L’air n’est pas le seul problème. Chaque jour, Colossus I puise 4,5 millions de litres dans la nappe phréatique qui fournit en eau potable Memphis et ses environs, pour refroidir son méga ordinateur. Une usine de recyclage des eaux avait été promise, mais le chantier est à l’arrêt. Le centre devait générer 12 millions de dollars de recettes fiscales. Le maire démocrate de Memphis, Paul Young, a répondu en proposant de redistribuer 3,35 millions de dollars aux communautés touchées. Une stratégie semblable se joue dans le Mississippi voisin, à Southaven. Là-bas, les 69 turbines de Colossus II tournent sans interruption pour faire fonctionner le robot conversationnel Grok. Krystal Polk habite dans une maison entourée de pins depuis quatre générations. Le bruit, dit-elle, est permanent. « Si vous restez ici trop longtemps, les vibrations vous donnent la nausée », témoigne-t-elle. Jason Haley, un voisin, ne sort plus sans son sonomètre. Il aimerait déménager, mais les taux d’intérêt et les prix de l’immobilier le retiennent. Et il se demande qui accepterait d’acheter sa maison.

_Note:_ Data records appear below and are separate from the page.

PR #50087, opened 2018-10-16
Fix applying of attributes for returner rawfile_json

rbthomp:
Arguments are not getting applied to the rawfile_json returner. For example if you specify an alternate filename for the output the default "/var/log/salt/events" is always used. Passing the `ret` to `_get_options(ret) resolve this.


max-arnold:
There is a second occurrence of the `_get_options({})` here https://github.com/saltstack/salt/blob/0694cdf6df1676ad37037e17bd5afe504bc8c86b/salt/returners/rawfile_json.py#L76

Des associations et des experts vont plus loin. Ils dénoncent une centrale construite sans permis et sans concertation, en violation de lois comme le Clean Air Act. Ce texte impose d’obtenir une autorisation protectrice avant d’installer une industrie polluante. Or l’entreprise ne l’a pas attendue. Elle a monté ses turbines d’abord, et engagé la procédure ensuite. Pour contourner les règles, SpaceXAI les a qualifiées de « temporaires ». Puis elle s’est engagée à les remplacer par des équipements permanents aux normes. Mais l’accord, négocié en secret, lui laisse jusqu’en juillet 2027 pour s’exécuter. L’organisation Earthjustice, qui représente la NAACP, a porté plainte. Le ministère de la Justice a même demandé le rejet de cette plainte, au nom de la sécurité nationale. Pendant ce temps, un troisième centre est déjà installé dans un entrepôt reconverti, et un quatrième est en construction. Personne ne sait comment ils seront alimentés. Les habitants, eux, espèrent rééditer leur victoire de 2021, quand ils ont fait annuler un pipeline prévu dans Boxtown. Cette fois encore, ils comptent bien se faire entendre.